**REQUIRED ACTION**
From the line containing "(diff shortened: 1 of 1 files shown)" to the last line of the records, please reproduce every line exactly and nothing more.

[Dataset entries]
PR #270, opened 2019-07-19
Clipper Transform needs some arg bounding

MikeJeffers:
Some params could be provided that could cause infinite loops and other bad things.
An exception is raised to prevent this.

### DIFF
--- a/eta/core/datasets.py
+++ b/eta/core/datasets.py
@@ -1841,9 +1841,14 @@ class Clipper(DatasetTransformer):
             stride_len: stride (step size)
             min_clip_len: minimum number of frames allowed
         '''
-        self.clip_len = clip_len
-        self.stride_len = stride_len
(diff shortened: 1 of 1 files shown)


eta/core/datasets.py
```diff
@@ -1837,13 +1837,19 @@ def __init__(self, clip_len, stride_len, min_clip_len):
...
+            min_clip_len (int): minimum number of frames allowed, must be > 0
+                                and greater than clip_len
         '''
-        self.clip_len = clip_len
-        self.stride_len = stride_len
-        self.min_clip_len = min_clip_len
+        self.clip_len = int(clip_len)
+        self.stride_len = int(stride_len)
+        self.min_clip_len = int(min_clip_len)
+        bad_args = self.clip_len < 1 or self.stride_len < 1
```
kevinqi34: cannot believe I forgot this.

**EXERCISE SOLUTION**
(diff shortened: 1 of 1 files shown)


eta/core/datasets.py
```diff
@@ -1837,13 +1837,19 @@ def __init__(self, clip_len, stride_len, min_clip_len):
...
+            min_clip_len (int): minimum number of frames allowed, must be > 0
+                                and greater than clip_len
         '''
-        self.clip_len = clip_len
-        self.stride_len = stride_len
-        self.min_clip_len = min_clip_len
+        self.clip_len = int(clip_len)
+        self.stride_len = int(stride_len)
+        self.min_clip_len = int(min_clip_len)
+        bad_args = self.clip_len < 1 or self.stride_len < 1
```
kevinqi34: cannot believe I forgot this.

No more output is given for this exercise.